> _Task goal_
Your answer should consist of all lines in the listing that hold the word "withObject".

> _Working data_
|---|

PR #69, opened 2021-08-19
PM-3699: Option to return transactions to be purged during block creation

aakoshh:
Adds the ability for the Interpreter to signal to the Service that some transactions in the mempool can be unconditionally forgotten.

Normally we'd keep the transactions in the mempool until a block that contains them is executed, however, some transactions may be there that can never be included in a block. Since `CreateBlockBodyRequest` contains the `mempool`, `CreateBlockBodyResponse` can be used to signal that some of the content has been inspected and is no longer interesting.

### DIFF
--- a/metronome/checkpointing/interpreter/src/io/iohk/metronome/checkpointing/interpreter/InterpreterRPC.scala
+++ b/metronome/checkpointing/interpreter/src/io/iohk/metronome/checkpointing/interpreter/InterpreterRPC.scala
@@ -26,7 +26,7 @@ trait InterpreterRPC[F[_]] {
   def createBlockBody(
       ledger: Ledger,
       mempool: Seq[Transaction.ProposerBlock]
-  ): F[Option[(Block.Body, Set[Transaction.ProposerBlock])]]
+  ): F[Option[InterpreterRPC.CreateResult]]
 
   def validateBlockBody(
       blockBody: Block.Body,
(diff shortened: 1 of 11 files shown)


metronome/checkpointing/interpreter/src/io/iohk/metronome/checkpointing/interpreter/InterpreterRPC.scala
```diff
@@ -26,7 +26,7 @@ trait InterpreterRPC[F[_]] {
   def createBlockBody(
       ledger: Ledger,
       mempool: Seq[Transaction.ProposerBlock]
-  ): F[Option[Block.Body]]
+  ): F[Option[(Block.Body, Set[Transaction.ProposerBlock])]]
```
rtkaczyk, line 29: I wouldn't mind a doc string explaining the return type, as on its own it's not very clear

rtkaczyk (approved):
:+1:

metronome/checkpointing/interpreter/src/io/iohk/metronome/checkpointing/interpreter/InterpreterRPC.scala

|---|

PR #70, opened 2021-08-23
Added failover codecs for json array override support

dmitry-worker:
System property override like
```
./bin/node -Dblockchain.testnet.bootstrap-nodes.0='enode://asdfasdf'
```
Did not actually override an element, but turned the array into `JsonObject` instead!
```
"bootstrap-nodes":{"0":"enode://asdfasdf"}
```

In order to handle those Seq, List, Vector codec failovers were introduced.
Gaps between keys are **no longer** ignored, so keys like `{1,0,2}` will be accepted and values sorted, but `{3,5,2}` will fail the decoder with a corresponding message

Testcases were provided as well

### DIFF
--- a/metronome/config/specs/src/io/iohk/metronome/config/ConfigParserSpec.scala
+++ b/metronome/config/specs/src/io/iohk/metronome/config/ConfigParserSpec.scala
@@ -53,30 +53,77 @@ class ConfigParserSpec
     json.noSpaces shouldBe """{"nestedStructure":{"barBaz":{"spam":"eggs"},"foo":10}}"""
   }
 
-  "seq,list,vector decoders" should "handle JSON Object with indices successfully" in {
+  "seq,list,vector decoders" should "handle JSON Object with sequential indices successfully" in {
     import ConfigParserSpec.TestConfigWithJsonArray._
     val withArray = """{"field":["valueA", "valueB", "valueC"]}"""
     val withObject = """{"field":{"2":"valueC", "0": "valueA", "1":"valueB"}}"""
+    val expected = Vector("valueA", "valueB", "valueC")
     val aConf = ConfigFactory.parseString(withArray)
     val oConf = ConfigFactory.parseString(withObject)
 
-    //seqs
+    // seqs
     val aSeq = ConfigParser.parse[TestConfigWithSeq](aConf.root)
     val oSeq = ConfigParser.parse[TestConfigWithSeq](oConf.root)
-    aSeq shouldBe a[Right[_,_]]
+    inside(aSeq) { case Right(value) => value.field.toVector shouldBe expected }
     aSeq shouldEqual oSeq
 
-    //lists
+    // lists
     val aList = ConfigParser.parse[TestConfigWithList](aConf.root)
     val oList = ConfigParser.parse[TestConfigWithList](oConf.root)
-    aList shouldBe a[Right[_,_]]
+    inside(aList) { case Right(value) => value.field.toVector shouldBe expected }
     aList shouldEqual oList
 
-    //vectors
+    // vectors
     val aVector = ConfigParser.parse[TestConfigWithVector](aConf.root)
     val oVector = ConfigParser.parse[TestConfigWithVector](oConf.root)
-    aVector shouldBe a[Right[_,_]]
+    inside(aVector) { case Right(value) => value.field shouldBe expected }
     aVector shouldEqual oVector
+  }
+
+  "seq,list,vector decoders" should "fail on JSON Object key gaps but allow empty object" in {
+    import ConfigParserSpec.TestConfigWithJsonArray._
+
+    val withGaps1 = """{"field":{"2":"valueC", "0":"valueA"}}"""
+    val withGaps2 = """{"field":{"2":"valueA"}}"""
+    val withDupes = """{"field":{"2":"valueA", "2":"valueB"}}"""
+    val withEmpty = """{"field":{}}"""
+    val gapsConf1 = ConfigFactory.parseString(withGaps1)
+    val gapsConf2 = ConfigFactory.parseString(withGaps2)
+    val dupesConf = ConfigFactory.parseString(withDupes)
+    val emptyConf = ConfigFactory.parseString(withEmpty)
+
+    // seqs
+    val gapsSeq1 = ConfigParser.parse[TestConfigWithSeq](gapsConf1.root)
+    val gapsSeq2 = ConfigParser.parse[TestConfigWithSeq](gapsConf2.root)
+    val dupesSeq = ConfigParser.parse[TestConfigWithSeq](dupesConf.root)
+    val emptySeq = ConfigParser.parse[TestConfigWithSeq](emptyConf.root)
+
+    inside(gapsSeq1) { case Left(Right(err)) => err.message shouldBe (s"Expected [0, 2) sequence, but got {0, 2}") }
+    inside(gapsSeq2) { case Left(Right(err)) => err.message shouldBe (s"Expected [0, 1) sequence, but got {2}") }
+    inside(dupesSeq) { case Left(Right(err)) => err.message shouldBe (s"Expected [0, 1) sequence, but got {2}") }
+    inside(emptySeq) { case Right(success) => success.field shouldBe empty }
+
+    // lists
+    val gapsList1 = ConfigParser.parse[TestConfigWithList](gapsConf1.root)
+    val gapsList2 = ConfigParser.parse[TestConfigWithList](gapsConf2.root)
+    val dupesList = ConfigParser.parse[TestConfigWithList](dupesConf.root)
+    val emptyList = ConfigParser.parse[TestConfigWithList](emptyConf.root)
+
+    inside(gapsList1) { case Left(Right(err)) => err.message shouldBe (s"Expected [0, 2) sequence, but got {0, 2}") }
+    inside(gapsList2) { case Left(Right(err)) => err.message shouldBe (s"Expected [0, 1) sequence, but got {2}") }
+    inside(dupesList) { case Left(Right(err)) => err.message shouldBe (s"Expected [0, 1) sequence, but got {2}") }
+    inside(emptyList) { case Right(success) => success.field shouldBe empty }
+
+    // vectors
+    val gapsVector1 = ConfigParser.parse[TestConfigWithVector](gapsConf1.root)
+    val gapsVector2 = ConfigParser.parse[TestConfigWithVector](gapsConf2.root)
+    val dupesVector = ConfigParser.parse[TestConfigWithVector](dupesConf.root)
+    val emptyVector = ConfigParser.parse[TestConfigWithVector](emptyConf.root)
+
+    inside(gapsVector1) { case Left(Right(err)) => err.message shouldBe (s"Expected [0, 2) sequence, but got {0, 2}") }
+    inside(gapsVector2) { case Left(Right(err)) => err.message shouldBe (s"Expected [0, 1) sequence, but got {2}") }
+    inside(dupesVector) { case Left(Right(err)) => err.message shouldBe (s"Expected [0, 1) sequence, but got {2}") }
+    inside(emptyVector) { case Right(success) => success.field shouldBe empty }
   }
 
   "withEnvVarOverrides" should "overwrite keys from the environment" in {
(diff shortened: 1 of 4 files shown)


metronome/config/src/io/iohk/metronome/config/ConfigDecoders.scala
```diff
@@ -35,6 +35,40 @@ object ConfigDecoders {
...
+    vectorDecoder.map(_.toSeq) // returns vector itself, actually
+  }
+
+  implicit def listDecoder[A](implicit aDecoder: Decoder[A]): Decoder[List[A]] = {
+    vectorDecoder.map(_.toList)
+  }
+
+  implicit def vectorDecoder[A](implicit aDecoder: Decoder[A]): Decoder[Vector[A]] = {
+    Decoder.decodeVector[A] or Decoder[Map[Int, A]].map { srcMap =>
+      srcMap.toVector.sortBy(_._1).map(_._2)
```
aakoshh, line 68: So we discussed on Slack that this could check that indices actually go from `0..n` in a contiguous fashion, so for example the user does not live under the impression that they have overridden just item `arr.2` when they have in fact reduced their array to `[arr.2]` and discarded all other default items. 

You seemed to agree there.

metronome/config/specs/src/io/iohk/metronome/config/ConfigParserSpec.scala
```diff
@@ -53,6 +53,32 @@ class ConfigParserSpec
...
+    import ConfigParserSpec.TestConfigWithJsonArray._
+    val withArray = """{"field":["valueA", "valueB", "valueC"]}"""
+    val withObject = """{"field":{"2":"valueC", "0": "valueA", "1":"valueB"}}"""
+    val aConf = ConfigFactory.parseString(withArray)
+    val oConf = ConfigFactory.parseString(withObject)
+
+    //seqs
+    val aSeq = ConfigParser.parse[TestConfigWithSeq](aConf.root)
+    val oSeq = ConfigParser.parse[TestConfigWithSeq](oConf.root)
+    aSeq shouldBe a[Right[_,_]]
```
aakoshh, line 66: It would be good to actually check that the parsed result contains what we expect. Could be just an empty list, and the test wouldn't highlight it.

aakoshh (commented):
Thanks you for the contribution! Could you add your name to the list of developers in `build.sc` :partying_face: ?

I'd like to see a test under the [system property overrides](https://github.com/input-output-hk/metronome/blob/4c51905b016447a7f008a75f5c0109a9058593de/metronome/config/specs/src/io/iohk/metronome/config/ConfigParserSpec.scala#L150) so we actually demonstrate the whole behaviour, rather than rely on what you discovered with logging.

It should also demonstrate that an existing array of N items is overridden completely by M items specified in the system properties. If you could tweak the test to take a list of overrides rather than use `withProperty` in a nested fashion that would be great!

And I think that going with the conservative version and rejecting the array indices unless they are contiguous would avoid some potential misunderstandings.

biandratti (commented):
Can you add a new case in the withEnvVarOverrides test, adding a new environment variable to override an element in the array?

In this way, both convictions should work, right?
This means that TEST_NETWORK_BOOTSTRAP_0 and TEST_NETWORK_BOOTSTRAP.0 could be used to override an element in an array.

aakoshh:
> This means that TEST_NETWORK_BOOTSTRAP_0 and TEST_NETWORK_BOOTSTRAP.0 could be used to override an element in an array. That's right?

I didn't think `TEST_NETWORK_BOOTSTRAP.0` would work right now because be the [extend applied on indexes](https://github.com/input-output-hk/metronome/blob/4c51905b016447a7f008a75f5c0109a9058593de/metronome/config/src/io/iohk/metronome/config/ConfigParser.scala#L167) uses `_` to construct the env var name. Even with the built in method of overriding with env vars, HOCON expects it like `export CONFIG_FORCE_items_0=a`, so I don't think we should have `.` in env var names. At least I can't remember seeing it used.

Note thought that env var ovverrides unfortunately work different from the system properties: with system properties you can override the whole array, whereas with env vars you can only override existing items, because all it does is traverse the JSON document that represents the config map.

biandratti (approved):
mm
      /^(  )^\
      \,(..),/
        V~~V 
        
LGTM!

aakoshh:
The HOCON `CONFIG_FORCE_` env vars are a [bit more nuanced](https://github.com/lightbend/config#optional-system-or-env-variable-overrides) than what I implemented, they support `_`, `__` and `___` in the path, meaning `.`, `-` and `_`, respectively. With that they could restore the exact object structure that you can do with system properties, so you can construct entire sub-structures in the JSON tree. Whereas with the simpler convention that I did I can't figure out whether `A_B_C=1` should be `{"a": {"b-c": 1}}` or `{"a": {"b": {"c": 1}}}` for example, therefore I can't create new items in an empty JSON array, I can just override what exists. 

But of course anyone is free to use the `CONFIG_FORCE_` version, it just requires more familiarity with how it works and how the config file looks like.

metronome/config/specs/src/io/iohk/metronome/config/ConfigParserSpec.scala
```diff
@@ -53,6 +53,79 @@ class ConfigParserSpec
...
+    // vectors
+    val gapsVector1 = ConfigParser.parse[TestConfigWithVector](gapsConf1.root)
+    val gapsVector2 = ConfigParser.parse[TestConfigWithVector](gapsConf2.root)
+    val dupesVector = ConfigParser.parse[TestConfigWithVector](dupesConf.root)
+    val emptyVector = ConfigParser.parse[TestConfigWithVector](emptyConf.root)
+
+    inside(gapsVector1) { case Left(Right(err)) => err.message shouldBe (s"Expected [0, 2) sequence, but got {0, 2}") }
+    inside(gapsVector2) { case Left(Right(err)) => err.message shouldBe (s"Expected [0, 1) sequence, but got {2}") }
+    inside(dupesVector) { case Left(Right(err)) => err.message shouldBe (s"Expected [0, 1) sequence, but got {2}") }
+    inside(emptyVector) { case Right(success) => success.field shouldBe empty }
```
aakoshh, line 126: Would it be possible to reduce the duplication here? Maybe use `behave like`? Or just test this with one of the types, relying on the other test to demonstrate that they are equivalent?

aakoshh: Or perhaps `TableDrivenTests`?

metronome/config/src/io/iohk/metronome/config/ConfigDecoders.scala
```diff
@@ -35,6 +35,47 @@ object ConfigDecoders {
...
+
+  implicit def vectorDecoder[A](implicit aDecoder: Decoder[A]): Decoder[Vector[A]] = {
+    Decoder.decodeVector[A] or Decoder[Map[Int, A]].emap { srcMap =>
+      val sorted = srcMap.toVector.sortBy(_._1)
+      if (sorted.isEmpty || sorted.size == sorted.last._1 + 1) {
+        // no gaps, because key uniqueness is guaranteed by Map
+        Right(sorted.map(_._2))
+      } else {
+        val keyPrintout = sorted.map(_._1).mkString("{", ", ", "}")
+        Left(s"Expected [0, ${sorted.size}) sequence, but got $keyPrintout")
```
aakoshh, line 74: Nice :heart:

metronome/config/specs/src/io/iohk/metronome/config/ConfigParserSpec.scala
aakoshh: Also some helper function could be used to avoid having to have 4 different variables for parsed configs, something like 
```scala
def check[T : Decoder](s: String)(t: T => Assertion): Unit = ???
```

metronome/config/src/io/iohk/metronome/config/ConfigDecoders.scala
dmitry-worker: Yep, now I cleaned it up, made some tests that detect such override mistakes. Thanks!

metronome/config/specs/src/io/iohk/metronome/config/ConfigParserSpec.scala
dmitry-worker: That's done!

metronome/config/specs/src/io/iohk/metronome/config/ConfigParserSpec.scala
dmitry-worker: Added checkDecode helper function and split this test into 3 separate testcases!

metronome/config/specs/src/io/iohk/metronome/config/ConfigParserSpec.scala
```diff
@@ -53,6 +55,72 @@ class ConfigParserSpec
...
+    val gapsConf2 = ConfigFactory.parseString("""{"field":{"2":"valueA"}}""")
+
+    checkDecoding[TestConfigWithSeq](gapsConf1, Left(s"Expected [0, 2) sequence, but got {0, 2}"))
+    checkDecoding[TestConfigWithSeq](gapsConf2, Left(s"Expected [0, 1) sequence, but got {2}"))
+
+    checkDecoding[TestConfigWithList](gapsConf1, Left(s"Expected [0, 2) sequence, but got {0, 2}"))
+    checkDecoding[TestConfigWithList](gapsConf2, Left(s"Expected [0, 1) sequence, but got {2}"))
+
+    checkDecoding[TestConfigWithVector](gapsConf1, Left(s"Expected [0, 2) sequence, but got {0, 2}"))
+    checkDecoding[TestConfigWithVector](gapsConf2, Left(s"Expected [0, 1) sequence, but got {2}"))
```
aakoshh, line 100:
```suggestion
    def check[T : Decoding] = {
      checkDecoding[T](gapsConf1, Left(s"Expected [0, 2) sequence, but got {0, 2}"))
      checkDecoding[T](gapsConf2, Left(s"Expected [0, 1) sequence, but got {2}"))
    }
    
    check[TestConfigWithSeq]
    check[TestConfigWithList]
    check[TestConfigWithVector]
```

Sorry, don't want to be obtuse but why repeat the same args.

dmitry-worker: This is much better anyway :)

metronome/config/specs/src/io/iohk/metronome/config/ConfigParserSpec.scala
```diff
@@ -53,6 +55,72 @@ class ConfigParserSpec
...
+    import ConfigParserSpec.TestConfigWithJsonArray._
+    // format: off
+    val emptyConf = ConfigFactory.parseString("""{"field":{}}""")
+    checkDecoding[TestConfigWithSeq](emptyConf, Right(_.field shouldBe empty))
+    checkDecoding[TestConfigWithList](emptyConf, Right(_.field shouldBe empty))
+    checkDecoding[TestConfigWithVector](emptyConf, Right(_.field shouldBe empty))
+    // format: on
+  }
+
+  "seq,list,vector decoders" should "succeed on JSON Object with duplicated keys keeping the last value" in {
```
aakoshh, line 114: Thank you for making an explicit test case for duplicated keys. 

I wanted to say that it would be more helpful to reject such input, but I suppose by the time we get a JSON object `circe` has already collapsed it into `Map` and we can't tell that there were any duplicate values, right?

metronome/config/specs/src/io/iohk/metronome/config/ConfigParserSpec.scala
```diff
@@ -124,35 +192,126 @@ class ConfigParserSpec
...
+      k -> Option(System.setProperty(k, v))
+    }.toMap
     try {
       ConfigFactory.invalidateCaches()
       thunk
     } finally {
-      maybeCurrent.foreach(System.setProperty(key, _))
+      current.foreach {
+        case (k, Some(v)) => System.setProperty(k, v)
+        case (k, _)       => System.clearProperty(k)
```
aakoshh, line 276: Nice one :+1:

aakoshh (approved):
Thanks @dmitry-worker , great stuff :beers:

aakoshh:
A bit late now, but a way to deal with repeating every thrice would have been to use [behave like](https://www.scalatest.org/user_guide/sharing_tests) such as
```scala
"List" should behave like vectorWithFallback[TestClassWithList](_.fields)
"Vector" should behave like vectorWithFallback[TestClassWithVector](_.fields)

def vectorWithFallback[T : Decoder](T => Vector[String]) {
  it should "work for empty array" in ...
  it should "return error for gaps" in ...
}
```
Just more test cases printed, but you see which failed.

|---|

> _Written solution_
     val withObject = """{"field":{"2":"valueC", "0": "valueA", "1":"valueB"}}"""
     val oConf = ConfigFactory.parseString(withObject)
+    val withObject = """{"field":{"2":"valueC", "0": "valueA", "1":"valueB"}}"""
+    val oConf = ConfigFactory.parseString(withObject)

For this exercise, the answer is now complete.